**TASK DETAILS**
Exactly as written, copy the lines of the data below from the first through the one containing "-Index: refpolicy/policy/modules/system/mount.te".

Collected data
PR #1150, opened 2019-05-01
STABLE-9: OXT-1538: refpolicy: Silence mount AVC

jandryuk:
Stable-9 version of https://github.com/OpenXT/xenclient-oe/pull/1149

The changes for xenmgr to use losetup has triggered an AVC when calling
mount on /dev/loop0p1:

audit: type=1400 audit(1556562031.429:4): avc: denied { read } for pid=1200 comm="mount" name="loop0p1" dev="devtmpfs" ino=14478 scontext=system_u:system_r:mount_t:s0-s0:c0.c1023 tcontext=system_u:object_r:device_t:s0 tclass=blk_file permissive=0

This seems to be a race with udev labeling loop0p1 to
fixed_disk_device_t, but mount succeeds anyway.

Add a dontaudit to eliminate the noise. mount already has a few rules
to deal with device_t devtmpfs files. There isn't an existing interface to
dontaudit device_t:blk_file, so I just open-coded it.

To minimize churn, only the mount.te portions of the refpolicy-mcs patchqueue were refreshed. This means the patches have a combination of default Quilt and OpenXT Quilt formats. I can refresh the entire patches if desired.

OXT-1538

Fixes AVC from: https://github.com/OpenXT/manager/pull/140

### DIFF
--- a/recipes-security/refpolicy/refpolicy-mcs-2.%/patches/blktap-interfaces.diff
+++ b/recipes-security/refpolicy/refpolicy-mcs-2.%/patches/blktap-interfaces.diff
@@ -64,11 +64,9 @@ Index: refpolicy/policy/modules/system/lvm.te
  	bootloader_rw_tmp_files(lvm_t)
  ')
  
-Index: refpolicy/policy/modules/system/mount.te
-===================================================================
---- refpolicy.orig/policy/modules/system/mount.te
-+++ refpolicy/policy/modules/system/mount.te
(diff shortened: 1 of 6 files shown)


jean-edouard:
Built here: http://openxt-builder.ainfosec.com:8010/builders/openxt64/builds/6540

jean-edouard:
LGTM, merging soon.

Issue #494, opened 2024-12-19
PCC bounds checking depends on fetched instruction


tomaird:
One of the checks for PCC is that:

> All bytes of the instruction must be in bounds

This check requires to know the size of the instruction (16 bit or 32 bit), which means the instruction must have been successfully fetched.

However the exception priority list has PCC checks _above_ instruction access/page faults. So if the PCC address is at the upper end of its bounds such that a 16 bit instruction would be in bounds but a 32 bit instruction wouldn't, and during instruction address translation there is an access fault so no instruction will be fetched, it will be impossible to know if all bytes of the instruction will be in bounds. 

The spec isn't clear on how to handle this case. Should it assume a minimum sized instruction?

jrtc27:
Our spec was that you fetch in 16-bit units, doing bounds then normal translation + access fault checks for each in turn. If you had a non-C core then you could instead just fetch the whole 32-bit instruction in one go.

tariqkurd-repo:
So the PCC check here needs qualifying to say that if no valid instruction is availabe, then a minimum instruction is checked for PCC bounds.

![image](https://github.com/user-attachments/assets/65b3f444-d22d-4df5-a8f8-2645839f148e)

PR #495, opened 2024-12-19
clarify PCC fault vs instruction access fault

tariqkurd-repo:
fixes https://github.com/riscv/riscv-cheri/issues/494
@tomaird 

the diff is a bit confused as a renumbered the notes below the table
the only real addition is the new note number 1

### DIFF
--- a/src/riscv-integration.adoc
+++ b/src/riscv-integration.adoc
@@ -710,7 +710,7 @@ _Reserved_
 |Priority |Exc.Code |Description
 |_Highest_ |3 |Instruction address breakpoint
 | .>|*{cheri_excep_mcause}* .<|*Prior to instruction address translation:* +
-*CHERI fault due to PCC checks (tag, execute permission, invalid address and bounds)*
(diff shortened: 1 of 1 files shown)


src/riscv-integration.adoc
```diff
@@ -736,19 +736,22 @@ Load/store/AMO address breakpoint
...
 Load/store/AMO access fault
 | .>|4,6 .<|If not higher priority: +
 .>|_Lowest_ .>|13 .<|If not higher priority: +
-CHERI load PTE fault^3^
+CHERI load PTE fault^4^
 |===
 
-^1^ The higher priority CHERI <<cheri_pte_ext,PTE>> page fault covers capability loads or atomics where the loaded tag _is not_ checked, and all capability stores and atomics where the stored tag is set.
+^1^ PCC bounds are intended to be checked against all the bytes of fetched instructions.
+ In the case of variable length instruction encoding, and that the fetch has failed to return any data, then only a minimum length instruction is checked against the PCC bounds.
```
jrtc27, line 748: This sounds a lot like “fetch the whole instruction and only then check bounds” which can be dangerous wrt side channels

PR #497, opened 2024-12-20
Remove support for downloading CSVs from Google Docs

### LINKED ISSUE #496: Move CSVs from Google Docs into repo
We probably shouldn't be downloading unversioned CSVs from Google Docs at this point...

I would suggest the simplest option for now is to vendor them in the repo and manually update them when necessary. Or just edit them in place with OpenOffice or whatever. You lose the colouring but everything else should work.

Timmmm:
The Google version hasn't been kept up to date with the version in the repo, and it's a bit weird to still have this anyway.

Fixes #496

### DIFF
--- a/Makefile
+++ b/Makefile
@@ -21,11 +21,6 @@ DATE    ?= $(shell date +%Y-%m-%d)
 VERSION ?= v0.9.2
 REVMARK ?= Draft
 
-# URLs for downloaded CSV files
-URL_BASE = https://docs.google.com/spreadsheets/d/1nyxKamsYZaeTyG8qP-JX4_oQwcuQ_4nZ_Ihm3RK0NEY/gviz/tq?tqx=out:csv
-URL_ISA  = $(URL_BASE)&gid=0
-URL_CSR  = $(URL_BASE)&gid=1927549494
-
 # Directories and files
 BUILD_DIR   = build
 SRC_DIR     = src
@@ -130,7 +125,6 @@ pdf: $(PDF_RESULT)
 html: $(HTML_RESULT)
 all: pdf html
 generate: $(GEN_SRC)
-download: $(CSVS)
 
 $(BUILD_DIR):
 	@echo "  DIR $@"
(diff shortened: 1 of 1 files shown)


tariqkurd-repo:
There is one bug fix in the google sheet which hasn't made it to an MR yet - @francislaus are you planning to do that?
I'm not planning to remove the google sheet as maintaining the CSV without it will be a real pain, we'll need a flow for doing that (possibly to/fromyaml) first.

tariqkurd-repo (changes requested):
Not until a replacement flow is in place to allow easy maintainance.

Timmmm:
You can edit the CSV directly using a CSV editor no? I don't see any features except for colours that are used in the Google Doc that aren't preserved in the CSV.

Here's [one I like in VSCode](https://marketplace.visualstudio.com/items?itemName=janisdd.vscode-edit-csv):

image

It's write format doesn't *quite* match what Google Docs outputs (Google outputs `,"",` for empty fields), but they seem to be on their own there. LibreOffice and Gnumeric and that extension just do `,,` so I'd suggest just switching to that.

arichardson:
I also think it's time to change the source of truth to be the repository. I can also edit the CSV as a table in Intellij:

image

We could convert it to YAML to make it easier to edit, but I'm not sure that's really necessary?

tariqkurd-repo:
> We could convert it to YAML to make it easier to edit, but I'm not sure that's really necessary?

the point of yaml is to make the differences easier to spot, but as the spreadsheet is fairly small it's probably not so important

also the spreadsheet as a lot of repeated entries, which are lost when converting to CSV, so it's possible that text will diverge (e.g. a lot of CSRs have the same `Update the CSR using <<SCADDR>>.` text

Additionally. which is also important, a huge advantage of the spreadsheet is filtering and sorting columns which I can't obviously see how to do in EditCSV. The information is quite stable so maybe it's not so important not but these spreadsheet features have made a lot of difference when developing the spec.

tariqkurd-repo (approved):

PR #501, opened 2025-01-07
Ensure GCPERM result is forwards-compatible with software

arichardson:
When new extensions add permissions that are subsets of current permissions
(e.g. Zcherilevels refines loads/stores), then a system that does not
support these permissions should still report ones in GCPERM to ensure that
code that inspects permissions knows that the load/store behaves as if all
of these permission bits were set.
We reserve the low 24 bits as ones (to be used as refinements of the current
permissions) and the upper 8 (40 for RV64) bits as zeros (to be used for
new permissions that aren't subsets (e.g. seal/unseal/compartment ID).

Partially addresses https://github.com/riscv/riscv-cheri/issues/502


arichardson:
We could also report a hardcoded 1 here since not implementing the levels extension ensures that all loads/stores behave as if the permissions were always granted. But I think being able to easily detect whether the levels ext is implemented probably makes more sense?

src/insns/gcperm_32bit.adoc
```diff
@@ -33,6 +33,9 @@ permission bits in `rd` are set to 0.
 [#gcperm_bit_field]
 include::../img/acperm_bit_field.edn[]
 
+NOTE: When {cheri_levels_ext_name} is not implemented, the `CL`, `SL`, `EL` and EL fields always report 0.
```
jrtc27, line 36: EL and EL (with the latter copy also not in backticks)?

src/insns/gcperm_32bit.adoc
```diff
@@ -33,6 +33,9 @@ permission bits in `rd` are set to 0.
...
+Therefore, the presence of the {cheri_levels_ext_name} can be detected by checking the <<GCPERM>> result on the <<infinite-cap>>.
```
jrtc27, line 37: I mean, the RISC-V way is to get that information externally, for better or (generally) worse.

src/insns/gcperm_32bit.adoc
arichardson: thanks, fixed.

src/insns/gcperm_32bit.adoc
jrtc27: Reserved bits should be 0, and without levels the bits are reserved. When an extension adds meaning to those bits, the existing bit pattern should be unchanged in its meaning. I'm concerned the latter isn't true if the natural default is 1.

arichardson: I agree that reserved bits should be zero. The problem is that if we add new permissions, those will generally be '1' for permissive behaviour and '0' for restricted, so the natural default is 1 even though cores that don't implement this extension will be reporting zero and doing the permissive behaviour. I am not sure if this can really be fixed.

jrtc27: Either you invert them or you have RES1 bits. https://github.com/riscv/riscv-cheri/issues/502 is the short dump of thoughts I have on the matter, and that I've brought up many times over the years wanting people to think about this carefully with worked examples, to no avail.

tariqkurd-repo: ok - so RES1 seems like the way to go

arichardson: For the in-memory format it seems like we would have to use inverted bit meaning? Otherwise if we use RES1 we end up having those permissions set to 0 for the null cap which sounds like it would be a problem?

arichardson:
If we go for RES1 on GCPERM/ACPERM, does that mean we need to have all unused bits hardwired to one?

That would break patterns like `gcperm(acperm(cap, REQUESTED_PERMS)) == REQUESTED_PERMS` to check if you got exactly what you asked for.

arichardson:
Updated to reserve bits 0-23 as 1 and 24-xlen-1 as zero in the GCPERM mask. Also added a note on how new permissions need to be allocated.

arichardson:
Added note on ACPERM behaviour based on offline feedback from @LawrenceEsswood. This matches what was previously discussed in the CHERI meetings, so will merge this now. We can always adjust the number of reserved one bits during review.

PR #507, opened 2025-01-15
specify M-bit behaviour when there's no integer mode

tariqkurd-repo:
The spec doesn't currently specify what to do about encodings when Zcherihybrid isn't implemented.
The proposal is:

* for RV32 - setting M in quadrant 1 gives invalid permissions
* for RV64 - M is simply a reserved bit

which seems a bit inconsistent, but it's because in RV32 it's part of the permissions encodings, whereas in RV64 it's just a separate bit, and so reserved.

### DIFF
--- a/src/insns/acperm_32bit.adoc
+++ b/src/insns/acperm_32bit.adoc
@@ -61,12 +61,14 @@ The rules from <<acperm_rules>> must be followed when removing permissions.
 | 13  (RV32 only) | <<x_perm>>   | (<<c_perm>> and <<lm_perm>> and <<el_perm>> and (<<sl_perm>> == ∞)) or +
                                    (not(<<c_perm>> and not(<<lm_perm>>) and not(<<el_perm>>) and (<<sl_perm>>==0)))^1^
 | 14              | <<asr_perm>> | <<x_perm>>
-| 15^2^           | <<m_bit>>    | <<x_perm>>
+| 15^2^ (RV32 only) | <<m_bit>>  | <<x_perm>> and {cheri_default_ext_name} is implemented
 |===
 
 ^1^ All the listed permissions in the set are either minimum or maximum. +
-^2^ The <<m_bit>> only exists if {cheri_default_ext_name} is implemented.
- Otherwise it is reserved and this rule is not relevant.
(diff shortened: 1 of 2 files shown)


jrtc27:
It's not inconsistent, for RV32 it's a reserved encoding?

tariqkurd-repo:
The question is whether it's `reserved` causing a tag violation on
load/store dereference, or `invalid permissions` causing a permission
violation.

That's the only distinction I'm aware of between the two cases.

We just need to choose one.

jrtc27:
> The question is whether it's `reserved` causing a tag violation on load/store dereference, or `invalid permissions` causing a permission violation. That's the only distinction I'm aware of between the two cases. We just need to choose one.

How would it ever have a tag?

tariqkurd-repo:
Only if it's from memory corruption, the same as the other reserved bit +
tag set cases, and invalid permission cases

arichardson:
If it's easier for consistency we could move the M bit into AP for RV64 as well? And then just treat it as a reserved permission?

jrtc27:
I don't like thinking of it as a permission any more than necessary, it'll confuse people...

arichardson:
> I don't like thinking of it as a permission any more than necessary, it'll confuse people...

That's a good point since it's not restricted to monotonic behaviour. Probably better to keep it conceptually separate for RV64.

jrtc27:
I'm still concerned that for RV32 this is allocating the bit / AP encodings for M even when not implemented, when instead they should all be _reserved_ encodings that can be allocated for a different purpose by another extension. This is particularly important given the limited encoding space available on RV32; it is quite likely that a capability mode-only RV32 implementation would have a use for those encodings.

tariqkurd-repo:
That's fair comment, it's restricting the usage to permissions.

jrtc27:
> That's fair comment, it's restricting the usage to permissions.

Not just permissions, it's enforcing it as being M.

tariqkurd-repo:
This is fair comment - the way that the bit is encoded means that it can only represent something which is used for code-capabilities in future - so some other attribute we havne't though of yet. It effectively means that bit 0 of quadrant 1 for RV32 only is up for grabs.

**EXERCISE OUTPUT**
PR #1150, opened 2019-05-01
STABLE-9: OXT-1538: refpolicy: Silence mount AVC

jandryuk:
Stable-9 version of https://github.com/OpenXT/xenclient-oe/pull/1149

The changes for xenmgr to use losetup has triggered an AVC when calling
mount on /dev/loop0p1:

audit: type=1400 audit(1556562031.429:4): avc: denied { read } for pid=1200 comm="mount" name="loop0p1" dev="devtmpfs" ino=14478 scontext=system_u:system_r:mount_t:s0-s0:c0.c1023 tcontext=system_u:object_r:device_t:s0 tclass=blk_file permissive=0

This seems to be a race with udev labeling loop0p1 to
fixed_disk_device_t, but mount succeeds anyway.

Add a dontaudit to eliminate the noise. mount already has a few rules
to deal with device_t devtmpfs files. There isn't an existing interface to
dontaudit device_t:blk_file, so I just open-coded it.

To minimize churn, only the mount.te portions of the refpolicy-mcs patchqueue were refreshed. This means the patches have a combination of default Quilt and OpenXT Quilt formats. I can refresh the entire patches if desired.

OXT-1538

Fixes AVC from: https://github.com/OpenXT/manager/pull/140

### DIFF
--- a/recipes-security/refpolicy/refpolicy-mcs-2.%/patches/blktap-interfaces.diff
+++ b/recipes-security/refpolicy/refpolicy-mcs-2.%/patches/blktap-interfaces.diff
@@ -64,11 +64,9 @@ Index: refpolicy/policy/modules/system/lvm.te
  	bootloader_rw_tmp_files(lvm_t)
  ')
  
-Index: refpolicy/policy/modules/system/mount.te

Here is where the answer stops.